Task description
Repeat the records below exactly, beginning at the first line and finishing with the line that contains "1. Replacing the middleware".

Exercise inputs
PR #402, opened 2017-07-29
update get full exception info when exception has InnerException

fs7744:
when exception has InnerException
use exception.Message will not show full info
sometimes the InnerException will be very helpfull

### DIFF
--- a/src/Microsoft.AspNetCore.Diagnostics/ExceptionHandler/ExceptionHandlerMiddleware.cs
+++ b/src/Microsoft.AspNetCore.Diagnostics/ExceptionHandler/ExceptionHandlerMiddleware.cs
@@ -45,7 +45,7 @@ namespace Microsoft.AspNetCore.Diagnostics
             }
             catch (Exception ex)
             {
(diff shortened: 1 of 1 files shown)


fs7744:
The MessageFormatter in [LoggerExtensions](https://github.com/aspnet/Logging/blob/dev/src/Microsoft.Extensions.Logging.Abstractions/LoggerExtensions.cs) only keep the second parameter, never use the parameter ex , so the InnerException will be ignored

Tratcher:
Then the issue should be addressed in Logging, not here.

fs7744:
I create a issue in https://github.com/aspnet/Logging/issues/675

fs7744:
Updated.
Here's some background #442. It's an unfortunate design flaw of logging. 
So all logger must be handle exception and user's message both.
Although the code will log redundant ex.Message in https://github.com/fs7744/Diagnostics/blob/62cc1bd80bc9eeaf78189f68936f58e5e98c5239/src/Microsoft.AspNetCore.Diagnostics/ExceptionHandler/ExceptionHandlerMiddleware.cs#L48
But it not big problem.

PR #408, opened 2017-10-10
Add abstractions for Health Checks and a simple middleware and service to run them

analogrelay:
This PR adds a simple abstraction around health checks (`IHealthCheck`) which is designed to be used throughout ASP.NET. There is also a simple service to collect Health Checks out of DI and make them runnable, and a middleware to allow exposing that information via a JSON endpoint.

Other health check systems can contribute by:

1. Adding health checks via implementing `IHealthCheck`
1. Replacing the `IHealthCheckService` with something with more functionality
1. Replacing the middleware with one that supports more functionality

In each case, replacing one part should still allow them to participate in the other parts. For example, replacing the middleware alone would still allow the system to use the existing health checks registered by framework components.

We also plan to add health checks within the framework, so having a light abstraction for that purpose is important, and would allow other health check systems to plug in to framework-provided health checks.

Based on the code in https://github.com/dotnet-architecture/HealthChecks, but with some reduced functionality to simplify logic.

CC @muratg @Eilon


src/Microsoft.AspNetCore.Diagnostics.HealthChecks/HealthCheckAppBuilderExtensions.cs
```diff
@@ -0,0 +1,16 @@
+using Microsoft.AspNetCore.Diagnostics.HealthChecks;
```
muratg: Nit: License notice.  (/Troy)

src/Microsoft.AspNetCore.Diagnostics.HealthChecks/HealthCheckMiddleware.cs
```diff
@@ -0,0 +1,75 @@
+using System.Linq;
```
muratg: Ditto (and other files too)

src/Microsoft.AspNetCore.Diagnostics.HealthChecks/HealthCheckAppBuilderExtensions.cs
anurse: Fixed

samples/HealthChecksSample/Program.cs
```diff
@@ -0,0 +1,23 @@
...
+{
+    public class Program
+    {
+        public static void Main(string[] args)
+        {
+            BuildWebHost(args).Run();
+        }
+
+        public static IWebHost BuildWebHost(string[] args) =>
+            new WebHostBuilder()
```
glennc: Reason to not use `CreateDefaultBuilder`?

src/Microsoft.AspNetCore.Diagnostics.HealthChecks/HealthCheckAppBuilderExtensions.cs
```diff
@@ -0,0 +1,19 @@
...
+// Licensed under the Apache License, Version 2.0. See License.txt in the project root for license information.
+
+using Microsoft.AspNetCore.Diagnostics.HealthChecks;
+using Microsoft.AspNetCore.Http;
+
+namespace Microsoft.AspNetCore.Builder
+{
+    public static class HealthCheckAppBuilderExtensions
+    {
+        public static IApplicationBuilder UseHealthChecks(this IApplicationBuilder applicationBuilder, PathString path)
```
glennc: Overload that accepts options func?

src/Microsoft.AspNetCore.Diagnostics.HealthChecks/HealthCheckMiddleware.cs
```diff
@@ -0,0 +1,78 @@
...
+        {
+            // TODO: Configurable
+            if (context.Request.Path == _healthCheckOptions.Path)
+            {
+                // TODO: Caching
+                // Get results
+                var result = await _healthCheckService.CheckHealthAsync(context.RequestAborted);
+
+                // Map status to response code
+                switch (result.Status)
```
Drawaes: https://httpstatuses.com/429

That is used by consul.io and others to say "backoff I am overloaded"

anurse:
The usage pattern is the following:

```csharp
// In some ConfigureServices:
services.AddHealthChecks()
  .AddCheck("Foo", () => ...)
  .AddSomeLibraryProvidedCheck("Bar")
// ... etc ...
// Later on or in some other ConfigureServices
services.AddHealthChecks()
  .AddCheck("Baz", () => ...)
```

The `.AddHealthChecks` call just adds the `IHealthCheckService` instance to the container and then returns a builder to register individual checks (checks are just `IHealthCheck` instances in DI). `AddHealthChecks` is idempotent, so you can call it in multiple places and it only adds the `IHealthCheckService` once, but you can use it to add additional checks (like Authentication)

src/Microsoft.AspNetCore.Diagnostics.HealthChecks/HealthCheckMiddleware.cs
anurse: I'm not sure we want to specifically use that error code, as some systems use https://httpstatuses.com/503. Health checks may not be directly related to the number of requests. Regardless: we do want to make this output somewhat configurable and even if we don't use 429 by default, we'll want to make it an option. Perhaps a dictionary mapping statuses to HTTP status codes, or some delegate handler thing.

src/Microsoft.AspNetCore.Diagnostics.HealthChecks/HealthCheckMiddleware.cs
```diff
@@ -0,0 +1,78 @@
...
+                {
+                    case HealthCheckStatus.Failed:
```
glennc: Many things doing the probing only know about 200 or not 200. But that doesn't mean we shouldn't provide more fine grained if it makes sense to. 

Failed is weird, it means something bad happened in health check implementations and it couldn't be handled or something. Right?

src/Microsoft.AspNetCore.Diagnostics.HealthChecks/HealthCheckMiddleware.cs
```diff
@@ -0,0 +1,78 @@
...
+                    case HealthCheckStatus.Healthy:
+                        context.Response.StatusCode = StatusCodes.Status200OK;
+                        break;
+                    default:
+                        break;
+                }
+
+                // Render results to JSON
+                // TODO: Authentication policy to control this? Sensitive data hiding? etc.
+                var json = new JObject(
```
glennc: This needs to be able to be turned on and off.

src/Microsoft.AspNetCore.Diagnostics.HealthChecks/HealthCheckMiddleware.cs
anurse: This being a first pass, I'll file issues for some of these issues after the PR is merged. https://github.com/aspnet/Diagnostics/issues/409

Drawaes: 429 is standard for say consul.io which is pretty massive. There is 200 429 and failure  (everything else and just not there). So it would be key... but sure some mapping would be fine.

anurse:
> Need a way to say "don't dump out the keys unless its anything but good", As discussed changing healthchecks are a pain as they trigger "updates" in things like consul.

Yep, I should file the issue I planned to file after this PR for exactly this :). https://github.com/aspnet/Diagnostics/issues/410

src/Microsoft.Extensions.Diagnostics.HealthChecks/CompositeHealthCheckResult.cs
```diff
@@ -0,0 +1,66 @@
...
+using System;
+using System.Collections.Generic;
+using System.Diagnostics;
+
+namespace Microsoft.Extensions.Diagnostics.HealthChecks
+{
+    /// <summary>
+    /// Represents the results of multiple health checks
+    /// </summary>
+    public class CompositeHealthCheckResult
```
glennc: Is there an interesting ToString we can do here?

src/Microsoft.AspNetCore.Diagnostics.HealthChecks/HealthCheckMiddleware.cs
glennc: This will be a constant tension of simplicity vs configurableness. You could envision an options type that contains a map of HealthCheckStatus to status code that you could change. Assuming it didn't look terrible to use.

samples/HealthChecksSample/Program.cs
anurse: Because I didn't. Can change.

src/Microsoft.AspNetCore.Diagnostics.HealthChecks/HealthCheckAppBuilderExtensions.cs
anurse: No options right now. But as we add some, sure.

src/Microsoft.AspNetCore.Diagnostics.HealthChecks/HealthCheckMiddleware.cs
anurse: It means that a health check threw an unhandled exception, basically.

src/Microsoft.AspNetCore.Diagnostics.HealthChecks/HealthCheckMiddleware.cs
anurse: https://github.com/aspnet/Diagnostics/issues/410

src/Microsoft.Extensions.Diagnostics.HealthChecks/CompositeHealthCheckResult.cs
anurse: I'm hesitant to put JSON in here, but maybe we could do something.

Tratcher:
What kind of health checks did you have in mind for building into ASP.NET?

samples/HealthChecksSample/Program.cs
Tratcher: You can't, none of our repos can use CreateDefaultBuilder without creating a circular dependency.

src/Microsoft.AspNetCore.Diagnostics.HealthChecks/HealthCheckAppBuilderExtensions.cs
Tratcher: Aren't Options all supposed to be configured as services now? Most Use methods no longer take parameters.

src/Microsoft.AspNetCore.Diagnostics.HealthChecks/HealthCheckMiddleware.cs
```diff
@@ -0,0 +1,78 @@
...
+
+namespace Microsoft.AspNetCore.Diagnostics.HealthChecks
+{
+    public class HealthCheckMiddleware
+    {
+        private readonly RequestDelegate _next;
+        private readonly HealthCheckOptions _healthCheckOptions;
+        private readonly IHealthCheckService _healthCheckService;
+
+        public HealthCheckMiddleware(RequestDelegate next, HealthCheckOptions healthCheckOptions, IHealthCheckService healthCheckService)
```
Tratcher: IOptions

src/Microsoft.AspNetCore.Diagnostics.HealthChecks/HealthCheckMiddleware.cs
```diff
@@ -0,0 +1,78 @@
...
+        }
+
+        /// <summary>
+        /// Process an individual request.
+        /// </summary>
+        /// <param name="context"></param>
+        /// <returns></returns>
+        public async Task InvokeAsync(HttpContext context)
+        {
+            // TODO: Configurable
```
Tratcher: Isn't it already configurable via options?

src/Microsoft.AspNetCore.Diagnostics.HealthChecks/Microsoft.AspNetCore.Diagnostics.HealthChecks.csproj
```diff
@@ -0,0 +1,20 @@
...
+    <Description>ASP.NET Core middleware for returning the results of Health Checks in the application</Description>
+    <TargetFramework>netstandard2.0</TargetFramework>
+    <NoWarn>$(NoWarn);CS1591</NoWarn>
+    <GenerateDocumentationFile>true</GenerateDocumentationFile>
+    <PackageTags>diagnostics;healthchecks</PackageTags>
+  </PropertyGroup>
+
+  <ItemGroup>
+    <PackageReference Include="Newtonsoft.Json" />
+    <PackageReference Include="Microsoft.AspNetCore.Hosting.Abstractions" />
```
Tratcher: Hosting.Abstractions rather than Http.Abstractions?

src/Microsoft.Extensions.Diagnostics.HealthChecks.Abstractions/HealthCheckStatus.cs
```diff
@@ -0,0 +1,41 @@
...
+    /// <remarks>
+    /// The values of this enum or ordered from least healthy to most healthy. So <see cref="HealthCheckStatus.Degraded"/> is
+    /// greater than <see cref="HealthCheckStatus.Unhealthy"/> but less than <see cref="HealthCheckStatus.Healthy"/>.
+    /// </remarks>
+    public enum HealthCheckStatus
+    {
+        /// <summary>
+        /// This value should not be returned by a health check. It is used to represent an uninitialized value.
+        /// </summary>
+        Unknown = 0,
```
Tratcher: `None` is the normal enum default.

anurse:
@Tratcher In theory, EF could put one in to check the database whenever a DbContext is available. Ones could exist for monitoring metrics (concurrent requests counts, timeouts, request duration, etc.) and returning unhealthy results when they go above certain thresholds as well. Spring has a model where any component you plug in can just contribute Health Indicators (as they call them) so we want to provide a very light abstraction (see the size of HealthChecks.Abstractions and the fact that it doesn't have `IHealthCheckService`) so that any library will feel confident providing Health Checks.

All of this is theoretical right now, but we have some concrete examples from other platforms to build on.

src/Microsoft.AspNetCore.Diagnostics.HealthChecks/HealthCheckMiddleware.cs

Answer space
PR #402, opened 2017-07-29
update get full exception info when exception has InnerException

fs7744:
when exception has InnerException
use exception.Message will not show full info
sometimes the InnerException will be very helpfull

### DIFF
--- a/src/Microsoft.AspNetCore.Diagnostics/ExceptionHandler/ExceptionHandlerMiddleware.cs
+++ b/src/Microsoft.AspNetCore.Diagnostics/ExceptionHandler/ExceptionHandlerMiddleware.cs
@@ -45,7 +45,7 @@ namespace Microsoft.AspNetCore.Diagnostics
             }
             catch (Exception ex)
             {
(diff shortened: 1 of 1 files shown)


fs7744:
The MessageFormatter in [LoggerExtensions](https://github.com/aspnet/Logging/blob/dev/src/Microsoft.Extensions.Logging.Abstractions/LoggerExtensions.cs) only keep the second parameter, never use the parameter ex , so the InnerException will be ignored

Tratcher:
Then the issue should be addressed in Logging, not here.

fs7744:
I create a issue in https://github.com/aspnet/Logging/issues/675

fs7744:
Updated.
Here's some background #442. It's an unfortunate design flaw of logging. 
So all logger must be handle exception and user's message both.
Although the code will log redundant ex.Message in https://github.com/fs7744/Diagnostics/blob/62cc1bd80bc9eeaf78189f68936f58e5e98c5239/src/Microsoft.AspNetCore.Diagnostics/ExceptionHandler/ExceptionHandlerMiddleware.cs#L48
But it not big problem.

PR #408, opened 2017-10-10
Add abstractions for Health Checks and a simple middleware and service to run them

analogrelay:
This PR adds a simple abstraction around health checks (`IHealthCheck`) which is designed to be used throughout ASP.NET. There is also a simple service to collect Health Checks out of DI and make them runnable, and a middleware to allow exposing that information via a JSON endpoint.

Other health check systems can contribute by:

1. Adding health checks via implementing `IHealthCheck`
1. Replacing the `IHealthCheckService` with something with more functionality
1. Replacing the middleware with one that supports more functionality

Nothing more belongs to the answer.